* THE TASK
Only lines holding the word "concurrency" are wanted from the records; copy all of them.

* INPUT RECORDS
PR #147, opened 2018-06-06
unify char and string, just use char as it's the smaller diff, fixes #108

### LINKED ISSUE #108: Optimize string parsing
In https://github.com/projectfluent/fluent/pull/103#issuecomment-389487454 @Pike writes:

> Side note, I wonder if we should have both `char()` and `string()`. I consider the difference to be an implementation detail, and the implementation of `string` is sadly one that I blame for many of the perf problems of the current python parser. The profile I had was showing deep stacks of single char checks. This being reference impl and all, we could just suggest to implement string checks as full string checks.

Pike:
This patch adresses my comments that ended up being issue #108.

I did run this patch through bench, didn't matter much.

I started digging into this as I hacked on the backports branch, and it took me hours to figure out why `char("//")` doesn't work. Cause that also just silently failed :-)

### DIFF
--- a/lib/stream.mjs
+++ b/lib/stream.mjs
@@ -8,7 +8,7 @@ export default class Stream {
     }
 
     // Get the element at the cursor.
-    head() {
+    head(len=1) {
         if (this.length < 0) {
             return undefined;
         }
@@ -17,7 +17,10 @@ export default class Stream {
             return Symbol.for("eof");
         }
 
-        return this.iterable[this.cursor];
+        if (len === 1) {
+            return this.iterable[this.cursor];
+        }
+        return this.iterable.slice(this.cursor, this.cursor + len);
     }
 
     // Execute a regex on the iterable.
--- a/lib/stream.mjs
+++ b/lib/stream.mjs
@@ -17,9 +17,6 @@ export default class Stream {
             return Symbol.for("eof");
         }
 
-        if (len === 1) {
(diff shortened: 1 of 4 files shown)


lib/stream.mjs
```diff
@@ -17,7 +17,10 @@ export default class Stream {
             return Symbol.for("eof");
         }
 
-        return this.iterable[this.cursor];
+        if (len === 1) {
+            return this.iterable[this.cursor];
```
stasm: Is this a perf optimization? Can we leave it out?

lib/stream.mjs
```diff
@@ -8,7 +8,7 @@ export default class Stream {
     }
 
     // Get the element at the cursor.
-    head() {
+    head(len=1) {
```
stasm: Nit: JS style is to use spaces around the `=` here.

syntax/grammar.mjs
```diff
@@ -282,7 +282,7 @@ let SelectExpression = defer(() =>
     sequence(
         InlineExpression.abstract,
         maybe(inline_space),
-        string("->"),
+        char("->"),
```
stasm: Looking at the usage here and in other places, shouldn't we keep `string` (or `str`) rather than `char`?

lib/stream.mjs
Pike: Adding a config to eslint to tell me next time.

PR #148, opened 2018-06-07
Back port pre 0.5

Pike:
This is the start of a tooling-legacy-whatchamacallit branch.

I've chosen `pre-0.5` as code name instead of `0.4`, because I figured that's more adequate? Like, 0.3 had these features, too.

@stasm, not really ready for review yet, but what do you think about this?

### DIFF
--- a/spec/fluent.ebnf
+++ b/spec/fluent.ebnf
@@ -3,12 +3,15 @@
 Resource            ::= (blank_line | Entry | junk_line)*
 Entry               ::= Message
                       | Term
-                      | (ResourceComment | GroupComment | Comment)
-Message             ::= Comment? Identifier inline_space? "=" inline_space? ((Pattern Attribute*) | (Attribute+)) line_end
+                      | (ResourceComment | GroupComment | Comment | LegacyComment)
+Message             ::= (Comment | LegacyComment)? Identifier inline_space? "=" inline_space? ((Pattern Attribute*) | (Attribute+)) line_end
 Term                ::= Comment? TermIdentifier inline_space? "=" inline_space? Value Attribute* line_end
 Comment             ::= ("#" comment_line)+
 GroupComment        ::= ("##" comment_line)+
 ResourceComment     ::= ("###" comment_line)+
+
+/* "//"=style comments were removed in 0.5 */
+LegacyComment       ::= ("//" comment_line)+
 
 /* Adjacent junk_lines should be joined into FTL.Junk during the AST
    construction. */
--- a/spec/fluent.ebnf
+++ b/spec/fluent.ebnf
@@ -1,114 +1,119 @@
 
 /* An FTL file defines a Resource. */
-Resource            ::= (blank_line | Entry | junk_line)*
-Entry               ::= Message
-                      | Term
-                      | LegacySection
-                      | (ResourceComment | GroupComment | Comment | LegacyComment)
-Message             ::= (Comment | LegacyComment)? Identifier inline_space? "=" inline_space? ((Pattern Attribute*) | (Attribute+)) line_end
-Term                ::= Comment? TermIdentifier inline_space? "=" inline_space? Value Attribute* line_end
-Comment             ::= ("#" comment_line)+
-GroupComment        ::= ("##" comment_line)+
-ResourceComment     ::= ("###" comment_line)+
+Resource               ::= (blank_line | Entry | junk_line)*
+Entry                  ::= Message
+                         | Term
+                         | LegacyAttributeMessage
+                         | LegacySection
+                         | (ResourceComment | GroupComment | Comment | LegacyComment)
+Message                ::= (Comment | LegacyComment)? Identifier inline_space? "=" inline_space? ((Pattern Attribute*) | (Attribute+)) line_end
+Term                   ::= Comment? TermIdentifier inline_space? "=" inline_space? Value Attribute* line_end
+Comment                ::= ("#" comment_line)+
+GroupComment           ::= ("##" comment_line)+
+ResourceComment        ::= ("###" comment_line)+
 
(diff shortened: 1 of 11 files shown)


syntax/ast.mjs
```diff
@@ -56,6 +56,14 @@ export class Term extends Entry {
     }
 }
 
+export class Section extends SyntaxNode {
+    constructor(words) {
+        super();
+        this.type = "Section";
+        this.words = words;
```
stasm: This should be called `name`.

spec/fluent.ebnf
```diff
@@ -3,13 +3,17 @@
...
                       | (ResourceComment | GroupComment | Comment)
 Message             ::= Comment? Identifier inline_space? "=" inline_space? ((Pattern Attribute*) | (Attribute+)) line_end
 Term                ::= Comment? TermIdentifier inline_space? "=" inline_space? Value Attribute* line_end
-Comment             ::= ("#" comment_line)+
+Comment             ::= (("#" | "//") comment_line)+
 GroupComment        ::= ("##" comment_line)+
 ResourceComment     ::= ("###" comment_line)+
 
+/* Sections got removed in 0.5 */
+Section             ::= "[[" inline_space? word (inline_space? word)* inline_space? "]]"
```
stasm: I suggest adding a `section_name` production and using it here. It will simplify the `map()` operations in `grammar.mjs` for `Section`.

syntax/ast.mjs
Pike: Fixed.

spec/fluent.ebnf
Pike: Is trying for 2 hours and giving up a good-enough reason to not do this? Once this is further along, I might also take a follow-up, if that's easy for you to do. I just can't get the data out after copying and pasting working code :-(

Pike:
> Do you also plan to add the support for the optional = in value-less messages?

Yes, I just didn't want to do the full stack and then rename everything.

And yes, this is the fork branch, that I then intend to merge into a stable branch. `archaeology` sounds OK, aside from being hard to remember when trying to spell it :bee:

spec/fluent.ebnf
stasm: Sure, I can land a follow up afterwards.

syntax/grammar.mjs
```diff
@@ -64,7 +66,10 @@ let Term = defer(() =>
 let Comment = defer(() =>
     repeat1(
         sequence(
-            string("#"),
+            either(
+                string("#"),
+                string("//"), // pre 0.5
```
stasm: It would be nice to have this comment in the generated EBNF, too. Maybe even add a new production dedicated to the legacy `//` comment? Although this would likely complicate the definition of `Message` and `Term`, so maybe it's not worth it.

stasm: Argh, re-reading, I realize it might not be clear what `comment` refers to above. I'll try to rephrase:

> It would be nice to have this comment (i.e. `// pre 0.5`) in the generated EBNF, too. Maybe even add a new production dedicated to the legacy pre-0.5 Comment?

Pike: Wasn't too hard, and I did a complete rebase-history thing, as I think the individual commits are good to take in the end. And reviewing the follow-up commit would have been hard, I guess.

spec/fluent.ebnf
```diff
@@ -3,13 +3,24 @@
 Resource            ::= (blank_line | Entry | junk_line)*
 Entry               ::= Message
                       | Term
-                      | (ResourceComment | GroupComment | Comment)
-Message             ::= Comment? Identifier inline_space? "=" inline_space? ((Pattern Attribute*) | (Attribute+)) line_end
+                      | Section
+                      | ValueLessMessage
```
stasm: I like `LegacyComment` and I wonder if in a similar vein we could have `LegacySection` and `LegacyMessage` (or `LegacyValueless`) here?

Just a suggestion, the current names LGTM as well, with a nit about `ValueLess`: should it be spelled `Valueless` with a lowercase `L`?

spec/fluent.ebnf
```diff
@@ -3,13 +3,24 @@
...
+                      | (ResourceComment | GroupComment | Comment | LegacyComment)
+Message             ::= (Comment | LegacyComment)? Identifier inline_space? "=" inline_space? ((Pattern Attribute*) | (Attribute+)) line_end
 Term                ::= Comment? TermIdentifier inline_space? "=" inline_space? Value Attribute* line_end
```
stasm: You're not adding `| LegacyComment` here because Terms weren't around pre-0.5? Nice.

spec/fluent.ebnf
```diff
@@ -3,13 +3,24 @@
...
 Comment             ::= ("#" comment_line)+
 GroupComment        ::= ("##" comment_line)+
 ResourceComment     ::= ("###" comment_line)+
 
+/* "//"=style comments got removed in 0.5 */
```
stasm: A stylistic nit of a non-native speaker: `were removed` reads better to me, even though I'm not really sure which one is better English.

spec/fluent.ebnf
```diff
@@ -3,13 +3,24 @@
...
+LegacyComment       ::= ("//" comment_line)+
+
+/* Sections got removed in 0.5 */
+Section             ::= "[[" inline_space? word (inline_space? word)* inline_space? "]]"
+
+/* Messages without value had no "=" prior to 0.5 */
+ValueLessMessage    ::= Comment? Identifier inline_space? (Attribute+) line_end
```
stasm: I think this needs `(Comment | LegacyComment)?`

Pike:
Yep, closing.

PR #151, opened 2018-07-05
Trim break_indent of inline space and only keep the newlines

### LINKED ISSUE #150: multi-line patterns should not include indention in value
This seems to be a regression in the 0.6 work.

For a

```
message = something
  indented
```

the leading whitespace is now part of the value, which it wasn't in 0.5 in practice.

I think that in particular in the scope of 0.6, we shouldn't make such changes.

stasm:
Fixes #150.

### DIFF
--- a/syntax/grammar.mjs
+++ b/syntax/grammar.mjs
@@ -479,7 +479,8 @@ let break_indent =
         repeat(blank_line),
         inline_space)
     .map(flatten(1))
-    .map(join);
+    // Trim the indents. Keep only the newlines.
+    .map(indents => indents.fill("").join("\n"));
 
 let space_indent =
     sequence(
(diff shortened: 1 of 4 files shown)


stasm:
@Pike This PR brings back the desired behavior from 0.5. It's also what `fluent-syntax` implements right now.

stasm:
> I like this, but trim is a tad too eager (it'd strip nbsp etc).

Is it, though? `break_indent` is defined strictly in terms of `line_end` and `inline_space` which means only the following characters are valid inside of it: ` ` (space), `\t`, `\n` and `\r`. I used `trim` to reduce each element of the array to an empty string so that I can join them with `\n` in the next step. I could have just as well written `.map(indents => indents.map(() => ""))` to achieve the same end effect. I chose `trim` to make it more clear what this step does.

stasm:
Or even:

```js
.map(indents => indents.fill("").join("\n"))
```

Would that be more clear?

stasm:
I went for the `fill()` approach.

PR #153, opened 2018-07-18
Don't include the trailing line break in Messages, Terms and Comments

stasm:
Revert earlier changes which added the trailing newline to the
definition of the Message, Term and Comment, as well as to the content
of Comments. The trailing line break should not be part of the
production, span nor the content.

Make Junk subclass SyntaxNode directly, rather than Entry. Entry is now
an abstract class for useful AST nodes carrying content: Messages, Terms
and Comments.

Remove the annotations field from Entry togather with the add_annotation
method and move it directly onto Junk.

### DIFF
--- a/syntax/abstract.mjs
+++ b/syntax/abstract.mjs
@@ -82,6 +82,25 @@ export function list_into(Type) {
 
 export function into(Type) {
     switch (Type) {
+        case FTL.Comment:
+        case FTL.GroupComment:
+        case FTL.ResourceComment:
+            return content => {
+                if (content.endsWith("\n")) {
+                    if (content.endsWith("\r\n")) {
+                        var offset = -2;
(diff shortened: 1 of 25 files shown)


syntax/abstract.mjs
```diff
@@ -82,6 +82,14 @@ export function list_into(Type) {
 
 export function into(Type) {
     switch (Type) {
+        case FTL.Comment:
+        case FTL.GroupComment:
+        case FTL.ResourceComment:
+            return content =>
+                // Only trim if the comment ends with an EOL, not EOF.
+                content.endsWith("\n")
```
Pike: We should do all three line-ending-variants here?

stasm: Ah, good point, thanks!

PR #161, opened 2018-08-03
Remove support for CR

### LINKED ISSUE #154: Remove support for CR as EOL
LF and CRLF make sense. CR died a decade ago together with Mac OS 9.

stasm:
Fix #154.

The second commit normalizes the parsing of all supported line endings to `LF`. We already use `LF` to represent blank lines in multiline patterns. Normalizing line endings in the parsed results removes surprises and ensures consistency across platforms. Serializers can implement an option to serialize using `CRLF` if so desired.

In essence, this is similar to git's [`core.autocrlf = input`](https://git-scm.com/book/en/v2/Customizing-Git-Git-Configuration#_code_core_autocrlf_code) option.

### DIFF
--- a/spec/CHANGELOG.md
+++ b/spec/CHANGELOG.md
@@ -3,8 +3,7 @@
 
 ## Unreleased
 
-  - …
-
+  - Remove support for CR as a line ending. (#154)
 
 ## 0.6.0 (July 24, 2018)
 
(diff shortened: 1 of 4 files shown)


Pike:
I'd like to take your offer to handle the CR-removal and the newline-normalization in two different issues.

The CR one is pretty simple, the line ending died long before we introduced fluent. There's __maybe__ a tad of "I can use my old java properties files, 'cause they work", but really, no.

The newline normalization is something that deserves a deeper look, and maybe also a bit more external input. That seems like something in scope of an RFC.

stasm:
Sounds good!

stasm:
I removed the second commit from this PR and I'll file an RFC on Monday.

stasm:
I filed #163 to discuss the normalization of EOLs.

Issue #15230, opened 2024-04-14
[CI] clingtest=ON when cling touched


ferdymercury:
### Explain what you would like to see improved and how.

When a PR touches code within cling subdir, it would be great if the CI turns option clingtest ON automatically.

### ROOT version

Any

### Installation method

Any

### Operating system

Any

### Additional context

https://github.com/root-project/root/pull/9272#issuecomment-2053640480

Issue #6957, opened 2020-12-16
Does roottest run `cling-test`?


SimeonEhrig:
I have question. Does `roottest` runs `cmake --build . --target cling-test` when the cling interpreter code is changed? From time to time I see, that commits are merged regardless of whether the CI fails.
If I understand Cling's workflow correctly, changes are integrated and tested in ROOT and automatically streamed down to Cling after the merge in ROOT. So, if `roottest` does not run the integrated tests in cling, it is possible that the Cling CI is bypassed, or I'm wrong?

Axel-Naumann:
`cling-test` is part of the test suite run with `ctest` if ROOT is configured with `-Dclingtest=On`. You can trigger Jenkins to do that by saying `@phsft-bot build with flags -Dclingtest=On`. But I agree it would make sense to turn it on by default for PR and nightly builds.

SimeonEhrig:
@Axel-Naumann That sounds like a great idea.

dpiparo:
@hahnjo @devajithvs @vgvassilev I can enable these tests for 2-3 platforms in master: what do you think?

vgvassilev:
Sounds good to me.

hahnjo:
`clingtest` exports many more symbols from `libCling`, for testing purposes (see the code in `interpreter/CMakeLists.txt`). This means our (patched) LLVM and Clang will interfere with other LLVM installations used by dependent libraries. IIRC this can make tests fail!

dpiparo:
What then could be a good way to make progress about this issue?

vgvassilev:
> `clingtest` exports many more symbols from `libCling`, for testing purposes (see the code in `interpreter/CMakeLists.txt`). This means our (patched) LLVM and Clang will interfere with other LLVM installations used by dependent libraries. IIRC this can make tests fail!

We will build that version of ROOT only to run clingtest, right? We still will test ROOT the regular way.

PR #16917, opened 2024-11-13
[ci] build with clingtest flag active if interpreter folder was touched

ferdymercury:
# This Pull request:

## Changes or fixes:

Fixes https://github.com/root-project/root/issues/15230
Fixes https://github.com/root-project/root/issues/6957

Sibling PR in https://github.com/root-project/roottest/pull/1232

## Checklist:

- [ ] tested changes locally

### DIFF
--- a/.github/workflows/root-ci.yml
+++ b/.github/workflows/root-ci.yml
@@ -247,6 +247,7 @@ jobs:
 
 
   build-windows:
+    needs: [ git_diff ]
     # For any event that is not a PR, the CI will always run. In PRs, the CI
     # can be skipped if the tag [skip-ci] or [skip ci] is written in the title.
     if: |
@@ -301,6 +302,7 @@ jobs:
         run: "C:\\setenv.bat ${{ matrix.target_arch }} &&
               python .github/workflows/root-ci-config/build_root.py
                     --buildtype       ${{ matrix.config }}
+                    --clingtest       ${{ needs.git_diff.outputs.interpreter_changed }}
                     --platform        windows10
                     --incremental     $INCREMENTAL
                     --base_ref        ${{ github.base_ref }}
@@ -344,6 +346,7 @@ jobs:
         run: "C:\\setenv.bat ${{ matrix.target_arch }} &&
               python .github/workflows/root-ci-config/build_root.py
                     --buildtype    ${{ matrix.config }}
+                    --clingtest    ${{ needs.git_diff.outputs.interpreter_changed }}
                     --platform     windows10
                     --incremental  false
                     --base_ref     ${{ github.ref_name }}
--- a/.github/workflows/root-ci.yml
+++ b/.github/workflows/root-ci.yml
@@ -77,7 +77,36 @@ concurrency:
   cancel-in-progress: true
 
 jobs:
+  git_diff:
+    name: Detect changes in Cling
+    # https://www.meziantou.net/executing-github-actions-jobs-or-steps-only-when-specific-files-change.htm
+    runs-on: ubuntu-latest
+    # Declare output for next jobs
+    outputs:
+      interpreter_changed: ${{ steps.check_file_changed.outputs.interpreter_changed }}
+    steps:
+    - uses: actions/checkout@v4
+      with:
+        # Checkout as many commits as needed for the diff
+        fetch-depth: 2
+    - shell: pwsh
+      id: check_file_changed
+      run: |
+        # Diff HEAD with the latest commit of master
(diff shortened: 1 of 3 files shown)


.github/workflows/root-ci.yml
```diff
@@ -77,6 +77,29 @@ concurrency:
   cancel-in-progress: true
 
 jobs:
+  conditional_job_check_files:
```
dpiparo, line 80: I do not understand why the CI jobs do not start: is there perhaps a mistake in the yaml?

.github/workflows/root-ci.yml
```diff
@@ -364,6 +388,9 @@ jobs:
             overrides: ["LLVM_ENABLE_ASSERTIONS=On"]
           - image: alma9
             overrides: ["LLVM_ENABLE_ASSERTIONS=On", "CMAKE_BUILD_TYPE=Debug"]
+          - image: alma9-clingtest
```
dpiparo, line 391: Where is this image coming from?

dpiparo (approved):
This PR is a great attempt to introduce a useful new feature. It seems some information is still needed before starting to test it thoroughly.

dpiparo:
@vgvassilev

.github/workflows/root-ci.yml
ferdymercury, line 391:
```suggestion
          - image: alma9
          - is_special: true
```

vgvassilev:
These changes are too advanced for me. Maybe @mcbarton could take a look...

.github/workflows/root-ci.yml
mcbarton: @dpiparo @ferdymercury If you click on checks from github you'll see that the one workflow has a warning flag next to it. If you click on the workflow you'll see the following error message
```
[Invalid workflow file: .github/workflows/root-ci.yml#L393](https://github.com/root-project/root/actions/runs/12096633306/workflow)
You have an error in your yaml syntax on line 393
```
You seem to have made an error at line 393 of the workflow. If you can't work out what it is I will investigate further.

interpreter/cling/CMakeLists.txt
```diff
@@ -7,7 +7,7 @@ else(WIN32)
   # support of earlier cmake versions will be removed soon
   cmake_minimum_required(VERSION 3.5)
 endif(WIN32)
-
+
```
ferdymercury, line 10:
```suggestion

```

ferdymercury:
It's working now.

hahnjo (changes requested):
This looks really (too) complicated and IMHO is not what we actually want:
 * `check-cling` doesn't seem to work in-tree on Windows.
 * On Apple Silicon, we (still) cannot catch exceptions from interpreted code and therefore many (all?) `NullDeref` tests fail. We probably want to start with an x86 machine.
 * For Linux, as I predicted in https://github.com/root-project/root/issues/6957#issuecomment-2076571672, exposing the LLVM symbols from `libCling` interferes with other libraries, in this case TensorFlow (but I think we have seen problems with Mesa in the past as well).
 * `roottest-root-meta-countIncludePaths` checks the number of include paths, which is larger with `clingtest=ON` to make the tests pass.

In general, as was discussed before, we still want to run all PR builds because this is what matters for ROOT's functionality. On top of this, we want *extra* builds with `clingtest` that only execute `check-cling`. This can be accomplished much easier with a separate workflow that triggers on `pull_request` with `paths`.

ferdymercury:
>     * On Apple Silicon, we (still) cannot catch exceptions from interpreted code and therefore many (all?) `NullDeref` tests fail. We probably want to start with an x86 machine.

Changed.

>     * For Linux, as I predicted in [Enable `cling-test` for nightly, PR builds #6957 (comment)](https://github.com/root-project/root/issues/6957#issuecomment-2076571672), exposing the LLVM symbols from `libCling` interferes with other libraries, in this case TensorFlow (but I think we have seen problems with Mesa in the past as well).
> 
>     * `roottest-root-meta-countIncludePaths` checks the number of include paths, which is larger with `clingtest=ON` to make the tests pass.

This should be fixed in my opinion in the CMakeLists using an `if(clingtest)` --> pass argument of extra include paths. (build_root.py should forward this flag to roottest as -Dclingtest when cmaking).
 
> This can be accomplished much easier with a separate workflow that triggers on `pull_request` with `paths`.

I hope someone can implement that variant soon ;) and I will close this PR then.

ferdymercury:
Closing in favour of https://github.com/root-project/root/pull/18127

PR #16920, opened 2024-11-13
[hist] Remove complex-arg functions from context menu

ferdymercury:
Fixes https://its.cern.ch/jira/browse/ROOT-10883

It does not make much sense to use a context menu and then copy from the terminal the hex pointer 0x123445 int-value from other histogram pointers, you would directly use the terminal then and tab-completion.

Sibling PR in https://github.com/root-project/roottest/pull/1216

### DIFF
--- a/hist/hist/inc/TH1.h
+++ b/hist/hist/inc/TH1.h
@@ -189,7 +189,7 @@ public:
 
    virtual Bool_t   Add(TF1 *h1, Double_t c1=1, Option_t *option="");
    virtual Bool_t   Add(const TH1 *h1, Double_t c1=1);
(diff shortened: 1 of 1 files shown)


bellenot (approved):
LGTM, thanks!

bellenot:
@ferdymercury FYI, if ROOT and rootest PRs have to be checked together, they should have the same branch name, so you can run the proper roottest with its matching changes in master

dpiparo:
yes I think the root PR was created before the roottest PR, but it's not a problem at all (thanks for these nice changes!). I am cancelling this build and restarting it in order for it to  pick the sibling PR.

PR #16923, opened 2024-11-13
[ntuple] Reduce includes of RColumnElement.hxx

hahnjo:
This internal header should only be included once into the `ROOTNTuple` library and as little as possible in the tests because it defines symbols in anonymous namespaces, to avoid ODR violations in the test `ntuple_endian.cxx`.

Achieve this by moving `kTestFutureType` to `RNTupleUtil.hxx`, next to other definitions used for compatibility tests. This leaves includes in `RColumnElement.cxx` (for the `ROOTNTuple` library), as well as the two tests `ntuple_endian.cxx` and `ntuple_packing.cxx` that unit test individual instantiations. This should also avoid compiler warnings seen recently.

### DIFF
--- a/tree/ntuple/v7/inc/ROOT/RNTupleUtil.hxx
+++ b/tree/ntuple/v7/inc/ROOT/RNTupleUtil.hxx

* WRITTEN RESPONSE
@@ -77,7 +77,36 @@ concurrency:
@@ -77,6 +77,29 @@ concurrency:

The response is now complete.